The sections are washed 3 times with a washing solution for 1 minute, a solution of NBT-BCIP reagent 100 μl per section is applied and incubated in a humid chamber in the dark at 37 ^° C for 30 minutes.

 To prepare the NBT-BCIP reagent, prepare a 2% solution of NBT-BCIP in the reaction buffer (protect the prepared solution from direct sunlight).

Next, the sections are washed 3 times with a washing solution for 1 minute. and distilled water for 1 min. Then the sections are dehydrated:
96% alcohol 1 min
100% alcohol 1 min
100% alcohol anhydrous 1 min
xylene 1 min
Sections are enclosed in Canadian balsam (or other medium) under a coverslip. The drug is ready for examination under a light microscope.

 Concrete example 2.

 COMPOSITION OF THE SET.

 a) Oligonucleotide samples for HIV detection, universal and type-specific, 1 ml solutions, Eppendorf tubes, 2-5 pcs.

Solution: formamide 50%
SSC 0.5x, pH 7.0;
b) Flushing solution for hybridization, 1 bottle, 10 ml.

c) Reagent detector, 1 bottle, 10 ml. Sigma, A4955
g) Streptavidin, 1 mg / ml, solution in the detector buffer, 2 ml, 1 bottle.

 e) Alkaline phosphatase, 1 mg / ml, solution in the detector buffer, 1 ml, 1 vial.

 f) NBT-BCIP reagent, 200 μl, Sigma B 1911, 1 dark Eppendorf tube.

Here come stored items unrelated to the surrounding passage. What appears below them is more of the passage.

PR #931, opened 2018-09-24
improve W3C Trace Context compliance

reyang:
Trying to improve the compliance by fixing:
1. Current version allows trace options to be optional, which is against https://github.com/w3c/distributed-tracing/blob/master/trace_context/HTTP_HEADER_FORMAT.md#traceparent-field.
2. Current implementation doesn't combine multiple headers with the same name.
3. Version compatibility.

### DIFF
--- a/plugin/ochttp/propagation/tracecontext/propagation.go
+++ b/plugin/ochttp/propagation/tracecontext/propagation.go
@@ -51,43 +51,49 @@ func (f *HTTPFormat) SpanContextFromRequest(req *http.Request) (sc trace.SpanCon
 		return trace.SpanContext{}, false
 	}
 	sections := strings.Split(h, "-")
-	if len(sections) < 3 {
+	if len(sections) < 4 {
 		return trace.SpanContext{}, false
 	}
 
+	if len(sections[0]) != 2 {
+		return trace.SpanContext{}, false
+	}
 	ver, err := hex.DecodeString(sections[0])
 	if err != nil {
 		return trace.SpanContext{}, false
 	}
-	if len(ver) == 0 || int(ver[0]) > supportedVersion || int(ver[0]) > maxVersion {
+	version := int(ver[0])
+	if version > maxVersion {
 		return trace.SpanContext{}, false
 	}
 
+	if version == 0 && len(sections) != 4 {
+		return trace.SpanContext{}, false
+	}
+
+	if len(sections[1]) != 32 {
+		return trace.SpanContext{}, false
+	}
 	tid, err := hex.DecodeString(sections[1])
 	if err != nil {
 		return trace.SpanContext{}, false
 	}
-	if len(tid) != 16 {
-		return trace.SpanContext{}, false
-	}
 	copy(sc.TraceID[:], tid)
 
+	if len(sections[2]) != 16 {
+		return trace.SpanContext{}, false
+	}
 	sid, err := hex.DecodeString(sections[2])
 	if err != nil {
 		return trace.SpanContext{}, false
 	}
-	if len(sid) != 8 {
-		return trace.SpanContext{}, false
-	}
 	copy(sc.SpanID[:], sid)
 
-	if len(sections) == 4 {
-		opts, err := hex.DecodeString(sections[3])
-		if err != nil || len(opts) < 1 {
-			return trace.SpanContext{}, false
-		}
-		sc.TraceOptions = trace.TraceOptions(opts[0])
+	opts, err := hex.DecodeString(sections[3])
+	if err != nil || len(opts) < 1 {
+		return trace.SpanContext{}, false
 	}
+	sc.TraceOptions = trace.TraceOptions(opts[0])
 
 	// Don't allow all zero trace or span ID.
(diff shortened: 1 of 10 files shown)


plugin/ochttp/propagation/tracecontext/propagation.go
```diff
@@ -98,13 +104,26 @@ func (f *HTTPFormat) SpanContextFromRequest(req *http.Request) (sc trace.SpanCon
 	return sc, true
 }
 
+func getRequestHeader(req *http.Request, name string, commaSeparated bool) (hdr string, ok bool) {
+	ok = false
```
ramonza: It's not really clear what "ok" means here. I would expect it to mean that the header is present, but that doesn't seem to be the case since it can be false even when the header is present. Perhaps it should have a different name, or be documented.

rakyll: Remove, zero value of a boolean is false already.

plugin/ochttp/propagation/tracecontext/propagation.go
```diff
@@ -98,13 +104,26 @@ func (f *HTTPFormat) SpanContextFromRequest(req *http.Request) (sc trace.SpanCon
...
+	for k, v := range req.Header {
+		if strings.EqualFold(k, name) {
```
ramonza: Instead of looping through all the headers, you can canonicalize `name` using `textproto.CanonicalMIMEHeaderKey` and index `req.Header` directly.

plugin/ochttp/propagation/tracecontext/propagation.go
```diff
@@ -98,13 +104,26 @@ func (f *HTTPFormat) SpanContextFromRequest(req *http.Request) (sc trace.SpanCon
...
+			if commaSeparated || len(v) == 1 {
+				ok = true
+			}
+			return strings.Join(v, ","), ok
```
rakyll: Can you give an example when this case happens?

A header key might have more than one value if user in the process mutates the header. Do we care about these cases?

reyang: https://tools.ietf.org/html/rfc7230#section-3.2.2

This is to make sure the ochttp tracecontext propagation could handle duplicated header names. It works for tracestate with either single key-value pair or multiple pairs.

```
traceparent: 00-12345678901234567890123456789012-1234567890123456-00
tracestate: rojo=1,congo=2
tracestate: foo=3,bar=4
tracestate: baz=5
```

After string.Join, the tracestate string would be rojo=1,congo=2,foo=3,bar=4,baz=5

plugin/ochttp/propagation/tracecontext/propagation.go
reyang: Got it, thanks.

plugin/ochttp/propagation/tracecontext/propagation.go
reyang: Is this conventional (which might break later) or something we could rely on?

ramonza: It is documented here: https://golang.org/pkg/net/http/?#Header.Get

reyang: That was what I was looking at, and it's not working.

According to the doc:

Get gets the **first** value associated with the given key.
...
To **access multiple values of a key**, or to use non-canonical keys, **access the map directly**.

plugin/ochttp/propagation/tracecontext/propagation.go
```diff
@@ -98,13 +104,26 @@ func (f *HTTPFormat) SpanContextFromRequest(req *http.Request) (sc trace.SpanCon
...
+}
+
 // TODO(rghetia): return an empty Tracestate when parsing tracestate header encounters an error.
 // Revisit to return additional boolean value to indicate parsing error when following issues
 // are resolved.
 // https://github.com/w3c/distributed-tracing/issues/172
 // https://github.com/w3c/distributed-tracing/issues/175
 func tracestateFromRequest(req *http.Request) *tracestate.Tracestate {
-	h := req.Header.Get(tracestateHeader)
+	h, _ := getRequestHeader(req, tracestateHeader, true)
```
ramonza: It's kind of weird that we join headers with commas only to then split by comma again below (line 131). Seems like we could avoid this unnecessary back and forward conversion by keeping the headers separate and splitting each one separately and then concatenating all the results after splitting.

plugin/ochttp/propagation/tracecontext/propagation.go
reyang: Thanks for the explanation, makes sense.

reyang:
Messed up my current working branch. I've created a new PR #934 with the review comments addressed.
Sorry for the inconvenience.

plugin/ochttp/propagation/tracecontext/propagation.go
reyang: I intended to keep the HTTP layer and TraceContext separate.
Combining duplicated headers using COMMA is mentioned by the HTTP RFC.
Splitting the COMMA separated key-value pair is required by W3C TraceContext.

 g) Proteinase K, 5 mg, lyophilized, 1 vial.

 h) Reaction buffer, 1 bottle of 10 ml.

 i) A mixture of salts for the washing solution - 1 l, packaging in polyethylene.

 j) Control preparations (3 pcs.) p

Claims (2)

1. A kit for indicating HIV DNA integrated into the chromosomes of infected cells, characterized in that it contains oligonucleotide probes corresponding to an HIV-1 virus, including aaattgggcctgaaaatccatacaatactc probe and oligonucleotide probes with the following parameters: length - 25-50 nucleotides, localization - homology with sections of the HIV-1 prt-pol genome, G-C composition - 30-70% G-C pairs; HIV-2, including oligonucleotide probes with the following parameters: length - 25-50 nucleotides, localization - homology with sections of the HIV-2 prt-pol genome, G-C composition - 30-70% G-C pairs; flushing solution for hybridization, 10 ml of formamide 50% SSC 0.5x, pH 7.0; reagent detector, Sigma, A-4955, 10 ml; streptavidin, 2 ml; alkaline phosphatase, 1 ml; NBT-BCIP reagent, Sigma, B1911, 200 μl; Proteinase K lyophilized, 5 mg; reaction buffer, 10 ml: Tris-Hcl 50 mm, pH 9.5, NaCl, 100 mm, MgCl ₂ , 1 mm, NaN ₃ , 0.1%, levamisole, 0.1 mm; a mixture of salts for a washing solution of 1 l: Tris-HC1 50 mm, pH 8.0, NaCl, 150 mm.  2. The kit according to claim 1, characterized in that it is intended for the determination of HIV-1 and HIV-2 viruses.